▶ **PROBLEM DETAILS**
Type the records out again in full, exactly.

[Opening RECORDS SHOWN section]

PR #1135, opened 2020-06-05
rbd: unmap rbd image if the mounting fails

Madhu-1:
There is a bug in the current code where the device path is always empty and the rbd image unmap never happens if node plugin fails to mount the rbd image to the staging path.

This is a fix to unmap the rbd image if some issue occurs after the rbd image is mapped.

Signed-off-by: Madhu Rajanna madhupr007@gmail.com

Backport of https://github.com/ceph/ceph-csi/pull/1078


Madhu-1:
Merging this one as CI is passed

[Closing RECORDS SHOWN section]

▶ **RESULT BELOW**
PR #1135, opened 2020-06-05
rbd: unmap rbd image if the mounting fails

Madhu-1:
There is a bug in the current code where the device path is always empty and the rbd image unmap never happens if node plugin fails to mount the rbd image to the staging path.

This is a fix to unmap the rbd image if some issue occurs after the rbd image is mapped.

Signed-off-by: Madhu Rajanna madhupr007@gmail.com

Backport of https://github.com/ceph/ceph-csi/pull/1078


Madhu-1:
Merging this one as CI is passed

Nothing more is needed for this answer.